Start of AVAILABLE RECORDS

PR #3401, opened 2021-05-07
ICP GUI Demo 

reyanshsolis:
TODO:
- [x] Add dataset and download mechanism.

This change is [Reviewable](https://reviewable.io/reviews/intel-isl/open3d/3401)


prewettg (changes requested):
> Reviewed 13 of 13 files at r1.
> *[Reviewable](https://reviewable.io/reviews/intel-isl/open3d/3401)* status: all files reviewed, 16 unresolved discussions (waiting on @errissa and @reyanshsolis)

*[a discussion](https://reviewable.io/reviews/intel-isl/open3d/3401#-M_83S8yBw1zQyb8iFsg:-M_83S8yBw1zQyb8iFsh:bqt82op) (no related file):*
In the example code it would be nice--as a user--to have some comments explaining the steps in the algorithm. It does a good job of commenting some quirks, but some explanation of the basic steps as they happen would help me learn what I need to do (and what I may need to modify for my situation). Also, since threaded programming is known to be difficult, it's probably a good idea to explain somewhere in the code what the mutex is locking, and why (namely, to ensure that the visualization thread doesn't read data that is in the middle of changing, and possibly crashing).

---
___
*[examples/cpp/TICPOdometry.cpp, line 44 at r1](https://reviewable.io/reviews/intel-isl/open3d/3401#-M_8-6Y8CKWj9I7X7IAB:-M_8-6Y8CKWj9I7X7IAC:bfkjwj) ([raw file](https://github.com/intel-isl/open3d/blob/ca55d9a8c1252c3c0892dd533712995cd7b719f2/examples/cpp/TICPOdometry.cpp#L44)):*
> ```
> const int WIDTH = 1600;
> const int HEIGHT = 900;
> ```
This might exceed some users' screen size (say, a 13" MacBook Air or something), although if our users are not likely to be able to use small screens due to the limitations of the hardware usually attached to them it would be okay.
___
*[examples/cpp/TICPOdometry.cpp, line 123 at r1](https://reviewable.io/reviews/intel-isl/open3d/3401#-M_8-_4j0tMxpOeY_osn:-M_8-_4j0tMxpOeY_oso:b-rrji8m) ([raw file](https://github.com/intel-isl/open3d/blob/ca55d9a8c1252c3c0892dd533712995cd7b719f2/examples/cpp/TICPOdometry.cpp#L123)):*
> ```cpp
> 
>         // Loads the pointcloud, converts to Float32, estimates normals if
>         // required, sets the "__visualization_scalar" parameter and it's min
> ```

cosmetic: "it's" -> "its"
___
*[examples/cpp/TICPOdometry.cpp, line 135 at r1](https://reviewable.io/reviews/intel-isl/open3d/3401#-M_8-g6A1l_0QMk0YigY:-M_8-g6A1l_0QMk0YigZ:b-2o73ki) ([raw file](https://github.com/intel-isl/open3d/blob/ca55d9a8c1252c3c0892dd533712995cd7b719f2/examples/cpp/TICPOdometry.cpp#L135)):*
> ```cpp
>         pointcloud_mat_ = GetPointCloudMaterial();
> 
>         // When window is closed, it will stop the execute of the code.
> ```

cosmetic: execute -> execution
___
*[examples/cpp/TICPOdometry.cpp, line 177 at r1](https://reviewable.io/reviews/intel-isl/open3d/3401#-M_8-pjn2h03MPa0DpY2:-M_8-pjn2h03MPa0DpY3:bq56vre) ([raw file](https://github.com/intel-isl/open3d/blob/ca55d9a8c1252c3c0892dd533712995cd7b719f2/examples/cpp/TICPOdometry.cpp#L177)):*
> ```cpp
>         // Final scale level downsampling is already performed while loading the
>         // data. -1 avoids re-downsampling for the last scale level.
>         voxel_sizes_[icp_scale_levels_ - 1] = -1;
> ```

Instead of -1 (but with comment, so that's good), doing something like:
```
namespace {  // anonymous namespace limits scope to just this file
    static const int DONT_RESAMPLE = -1;
}
```
at the top would make this (and wherever this is checked) more readable.
___
*[examples/cpp/TICPOdometry.cpp, line 195 at r1](https://reviewable.io/reviews/intel-isl/open3d/3401#-M_7y0s63lVfjlN-t9Ca:-M_7y0s63lVfjlN-t9Cb:b-d646qe) ([raw file](https://github.com/intel-isl/open3d/blob/ca55d9a8c1252c3c0892dd533712995cd7b719f2/examples/cpp/TICPOdometry.cpp#L195)):*
> ```cpp
> 
>         // --------------------- Main Function -----------------------
>         int i = 0;
> ```

Use `for (int i = 0; ...)`
___
*[examples/cpp/TICPOdometry.cpp, line 320 at r1](https://reviewable.io/reviews/intel-isl/open3d/3401#-M_7yL7o4LE3XODM7o5e:-M_7yL7o4LE3XODM7o5f:bt95fa9) ([raw file](https://github.com/intel-isl/open3d/blob/ca55d9a8c1252c3c0892dd533712995cd7b719f2/examples/cpp/TICPOdometry.cpp#L320)):*
> ```cpp
>         utility::LogInfo(" Dataset path: {}", path_dataset);
>         if (end_range_ > 500) {
>             utility::LogWarning(" Too large range. Memory might exceed.");
> ```

cosmetic: "Might exceed memory".
Also, why 500, specifically?
___
*[examples/cpp/TICPOdometry.cpp, line 420 at r1](https://reviewable.io/reviews/intel-isl/open3d/3401#-M_7weZA1PDcbTUWI91E:-M_7weZA1PDcbTUWI91F:bp3sewe) ([raw file](https://github.com/intel-isl/open3d/blob/ca55d9a8c1252c3c0892dd533712995cd7b719f2/examples/cpp/TICPOdometry.cpp#L420)):*
> ```cpp
> 
>                 // Dtype conversion to Float32. Currently only Float32
>                 // pointcloud is supported.
> ```

The Float32 limitation is just the renderer, right? If so, you might update to mention that, in case people prefer to do their calculations some other way and convert to Float32 for rendering (although that would probably be a large performance hit)
___
*[examples/cpp/TICPOdometry.cpp, line 429 at r1](https://reviewable.io/reviews/intel-isl/open3d/3401#-M_7yitIAAoWUVT-Eh_Y:-M_7yitIAAoWUVT-Eh_Z:bggcdm9) ([raw file](https://github.com/intel-isl/open3d/blob/ca55d9a8c1252c3c0892dd533712995cd7b719f2/examples/cpp/TICPOdometry.cpp#L429)):*
> ```cpp
>                 }
> 
>                 pointcloud_local.SetPointAttr("__visualization_scalar",
> ```

Since `__visualization_scalar` is currently undocumented and clearly internal (hence the double underscores), this should have a comment that it is how `unlitGradient` calculates the colors.
___
*[examples/cpp/TICPOdometry.cpp, line 452 at r1](https://reviewable.io/reviews/intel-isl/open3d/3401#-M_7xEhe1c5r952rWhiT:-M_7xEhe1c5r952rWhiU:bhd7c5h) ([raw file](https://github.com/intel-isl/open3d/blob/ca55d9a8c1252c3c0892dd533712995cd7b719f2/examples/cpp/TICPOdometry.cpp#L452)):*
> ```cpp
>                 // Adding it to our vector of pointclouds.
> 
>                 pointclouds_device[i++] =
> ```

pointclouds_device.push_back() is more idiomatic. Also doesn't crash if the vector isn't big enough (which it looks like it is in this case)
___
*[examples/cpp/TICPOdometry.cpp, line 458 at r1](https://reviewable.io/reviews/intel-isl/open3d/3401#-M_7xP-81fcn9it_zWnb:-M_7xP-81fcn9it_zWnc:b-8k0soi) ([raw file](https://github.com/intel-isl/open3d/blob/ca55d9a8c1252c3c0892dd533712995cd7b719f2/examples/cpp/TICPOdometry.cpp#L458)):*
> ```cpp
>                 max_points_in_frame_ = std::max(
>                         max_points_in_frame_,
>                         pointclouds_device[i - 1].GetPoints().GetLength());
> ```

pointclouds_device.back() would eliminate the need for the `i` loop variable (along with push_back()) above)
___
*[examples/cpp/TICPOdometry.cpp, line 463 at r1](https://reviewable.io/reviews/intel-isl/open3d/3401#-M_80wRc8NKOQAQuoL_x:-M_80wRc8NKOQAQuoL_y:b-531r8i) ([raw file](https://github.com/intel-isl/open3d/blob/ca55d9a8c1252c3c0892dd533712995cd7b719f2/examples/cpp/TICPOdometry.cpp#L463)):*
<details><summary><i alt="summary">Quoted 5 lines of code…</i></summary>

> ```
>                     " Failed to read pointcloud in sequence. Ensure pointcloud "
>                     "files are present in the given dataset path in continuous "
>                     "sequence from 0 to {}. Also, in case of large range, the "
>                     "system might be going out-of-memory. ",
>                     end_range_);
> ```
</details>

cosmetic: I recommend "Also, in case the range is large, the system might have run out of memory."
As a user, errors like this are frustrating, because it does not provide enough details to fix the problem (it is a little more detailed version of "an error occurred"). It combines two errors (I/O and out of memory), and for the former, it does not include the iteration that failed. Doing `"Failed to read pointcloud {} in sequence ...", i` would provide actionable details to debug the first problem. If you expect the possibility of running out of memory enough to include it in the message, you should catch `std::bad_alloc` and then since you have two cases, you can be explicit about which one is the problem. (Unless the memory was not allocated with `new`, in which case there's not much else you can do, unless you want to try to catch signals) 
___
*[examples/cpp/TICPOdometry.cpp, line 479 at r1](https://reviewable.io/reviews/intel-isl/open3d/3401#-M_7xa1K0myhw1jqE5jH:-M_7xa1K0myhw1jqE5jI:ba3dfna) ([raw file](https://github.com/intel-isl/open3d/blob/ca55d9a8c1252c3c0892dd533712995cd7b719f2/examples/cpp/TICPOdometry.cpp#L479)):*
> ```cpp
>         pointcloud_mat.scalar_max = max_visualization_scalar_;
>         pointcloud_mat.point_size = 0.3f;
>         // pointcloud_mat.base_color =
> ```

Remove?
___
*[examples/cpp/TICPOdometry.cpp, line 498 at r1](https://reviewable.io/reviews/intel-isl/open3d/3401#-M_7vnK3447dR3KF2q0U:-M_7vnK472MrFyi9izqS:bbe678v) ([raw file](https://github.com/intel-isl/open3d/blob/ca55d9a8c1252c3c0892dd533712995cd7b719f2/examples/cpp/TICPOdometry.cpp#L498)):*
> ```cpp
> 
> private:
>     std::mutex cloud_lock_;
> ```

It's not clear from this what things cloud_lock_ locks. I usually put the members that are protected behind the mutex directly under the mutex, followed by a blank line. For an example you probably want an explicit comment.
___
*[examples/cpp/TICPReconstruction.cpp, line 289 at r1](https://reviewable.io/reviews/intel-isl/open3d/3401#-M_7zQlZ2-2BvcqTqzFd:-M_7zQlZ2-2BvcqTqzFe:b-e0y0h0) ([raw file](https://github.com/intel-isl/open3d/blob/ca55d9a8c1252c3c0892dd533712995cd7b719f2/examples/cpp/TICPReconstruction.cpp#L289)):*
> ```cpp
> 
>             for (int j = 0; j < criterias[i].max_iteration_; j++) {
>                 std::this_thread::sleep_for(std::chrono::milliseconds(100));
> ```

If you sleep at the end of the loop you'll get the first update to the screen faster
___
*[examples/cpp/TICPReconstruction.cpp, line 617 at r1](https://reviewable.io/reviews/intel-isl/open3d/3401#-M_7zo4wEHD8KMbGqFr-:-M_7zo4wEHD8KMbGqFr0:bjadkvn) ([raw file](https://github.com/intel-isl/open3d/blob/ca55d9a8c1252c3c0892dd533712995cd7b719f2/examples/cpp/TICPReconstruction.cpp#L617)):*
> ```cpp
> 
> private:
>     std::mutex cloud_lock_;
> ```

Again, not clear what this locks

errissa (commented):
> *[Reviewable](https://reviewable.io/reviews/intel-isl/open3d/3401)* status: 8 of 13 files reviewed, 16 unresolved discussions (waiting on @prewettg and @reyanshsolis)

___
*[examples/cpp/TICPOdometry.cpp, line 44 at r1](https://reviewable.io/reviews/intel-isl/open3d/3401#-M_8-6Y8CKWj9I7X7IAB:-M_MHvjc2FuuxgLoPifl:b-9k55vd) ([raw file](https://github.com/intel-isl/open3d/blob/ca55d9a8c1252c3c0892dd533712995cd7b719f2/examples/cpp/TICPOdometry.cpp#L44)):*

Is 1024x768 fine? Should I also change this in the `VoxelHashingGUI` example?
</blockquote></details>

@reyanshsolis The demos should probably be consistent so I would say yes. I run my MBP in "More Space" mode which is the equivalent of 1680x1050. In "Default" mode it's 1440x900. I personally think the layout of the demo works well with the aspect ratio of 1600x900. 1024x768 is too square. Maybe 1280x800 is a good compromise?

reyanshsolis (commented):
> *[Reviewable](https://reviewable.io/reviews/intel-isl/open3d/3401)* status: 7 of 13 files reviewed, 16 unresolved discussions (waiting on @prewettg and @reyanshsolis)

___
*[examples/cpp/TICPOdometry.cpp, line 44 at r1](https://reviewable.io/reviews/intel-isl/open3d/3401#-M_8-6Y8CKWj9I7X7IAB:-M_Mty9DB-F3NBKfTY-L:b-896fix) ([raw file](https://github.com/intel-isl/open3d/blob/ca55d9a8c1252c3c0892dd533712995cd7b719f2/examples/cpp/TICPOdometry.cpp#L44)):*

@reyanshsolis The demos should probably be consistent so I would say yes. I run my MBP in "More Space" mode which is the equivalent of 1680x1050. In "Default" mode it's 1440x900. I personally think the layout of the demo works well with the aspect ratio of 1600x900. 1024x768 is too square. Maybe 1280x800 is a good compromise? 
</blockquote></details>

Done.

prewettg (changes requested):
> Reviewed 3 of 6 files at r2.
> *[Reviewable](https://reviewable.io/reviews/intel-isl/open3d/3401)* status: 10 of 13 files reviewed, 3 unresolved discussions (waiting on @prewettg and @reyanshsolis)

___
*[examples/cpp/TICPOdometry.cpp, line 458 at r1](https://reviewable.io/reviews/intel-isl/open3d/3401#-M_7xP-81fcn9it_zWnb:-M_MvA9gEBz_fX40zcMj:b-6gskee) ([raw file](https://github.com/intel-isl/open3d/blob/ca55d9a8c1252c3c0892dd533712995cd7b719f2/examples/cpp/TICPOdometry.cpp#L458)):*

pointclouds_device.back() would eliminate the need for the `i` loop variable (along with push_back()) above)
</blockquote></details>

I'd like to mark this resolved, as I won't block based on this, but that is no longer an option (probably unless you reply), so you can click resolved yourself.
___
*[examples/cpp/TICPOdometry.cpp, line 498 at r1](https://reviewable.io/reviews/intel-isl/open3d/3401#-M_7vnK3447dR3KF2q0U:-M_MvYKiDIn4s9Hk9m_-:bxrixne) ([raw file](https://github.com/intel-isl/open3d/blob/ca55d9a8c1252c3c0892dd533712995cd7b719f2/examples/cpp/TICPOdometry.cpp#L498)):*

Done.
</blockquote></details>

There's a comment above, but I still think that either moving items here or a comment here would be a good idea.
___
*[examples/cpp/TICPReconstruction.cpp, line 617 at r1](https://reviewable.io/reviews/intel-isl/open3d/3401#-M_7zo4wEHD8KMbGqFr-:-M_Mvk2B5ZMYaSY5YXG2:bw78rpa) ([raw file](https://github.com/intel-isl/open3d/blob/ca55d9a8c1252c3c0892dd533712995cd7b719f2/examples/cpp/TICPReconstruction.cpp#L617)):*

Done.
</blockquote></details>

Same as above, it's not clear in this section of the code what the lock locks.

reyanshsolis (commented):
> *[Reviewable](https://reviewable.io/reviews/intel-isl/open3d/3401)* status: 10 of 13 files reviewed, 3 unresolved discussions (waiting on @prewettg)

___
*[examples/cpp/TICPOdometry.cpp, line 452 at r1](https://reviewable.io/reviews/intel-isl/open3d/3401#-M_7xEhe1c5r952rWhiT:-M_NE2j82vW8UtLmboRr:b-896fix) ([raw file](https://github.com/intel-isl/open3d/blob/ca55d9a8c1252c3c0892dd533712995cd7b719f2/examples/cpp/TICPOdometry.cpp#L452)):*

Ok, although I personally think:
```
vec.reserve(size);
for (...) {
    vec.push_back(...);
}
is clearer.
</blockquote></details>

Done.
___
*[examples/cpp/TICPOdometry.cpp, line 458 at r1](https://reviewable.io/reviews/intel-isl/open3d/3401#-M_7xP-81fcn9it_zWnb:-M_NE3VzDKRoa4VxOv_c:bn6prrr) ([raw file](https://github.com/intel-isl/open3d/blob/ca55d9a8c1252c3c0892dd533712995cd7b719f2/examples/cpp/TICPOdometry.cpp#L458)):*

I'd like to mark this resolved, as I won't block based on this, but that is no longer an option (probably unless you reply), so you can click resolved yourself.
</blockquote></details>

Since it was related to the above discussion, I was waiting for it to be resolved first :(. 

Anyways, we need `i / count` for displaying the `loading progress`. 
Also, in the first iteration, I thought of using the `reserve` design, but I wanted to make use of the `device` constructor for each of the pointcloud, that's why I had used 
```
std::vector<t::geometry::PointCloud> pointclouds_device(
                filenames_.size(), t::geometry::PointCloud(device_));
``` this design earlier. 
However, I have changed it according to your suggestions now. 
```

___
*[examples/cpp/TICPOdometry.cpp, line 498 at r1](https://reviewable.io/reviews/intel-isl/open3d/3401#-M_7vnK3447dR3KF2q0U:-M_NDwz58WJjpl0l3iAI:b-896fix) ([raw file](https://github.com/intel-isl/open3d/blob/ca55d9a8c1252c3c0892dd533712995cd7b719f2/examples/cpp/TICPOdometry.cpp#L498)):*

There's a comment above, but I still think that either moving items here or a comment here would be a good idea.
</blockquote></details>

Done.
___
*[examples/cpp/TICPReconstruction.cpp, line 617 at r1](https://reviewable.io/reviews/intel-isl/open3d/3401#-M_7zo4wEHD8KMbGqFr-:-M_N61apDnFmeTC6uKKr:b-896fix) ([raw file](https://github.com/intel-isl/open3d/blob/ca55d9a8c1252c3c0892dd533712995cd7b719f2/examples/cpp/TICPReconstruction.cpp#L617)):*

Same as above, it's not clear in this section of the code what the lock locks.
</blockquote></details>

Done.

prewettg (approved):
> *[Reviewable](https://reviewable.io/reviews/intel-isl/open3d/3401)* status: 6 of 14 files reviewed, all discussions resolved (waiting on @prewettg)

End of AVAILABLE RECORDS

BRIEF: Search the data for "system" and list every line in which it occurs.

ANSWER BELOW:
>                     "system might be going out-of-memory. ",
cosmetic: I recommend "Also, in case the range is large, the system might have run out of memory."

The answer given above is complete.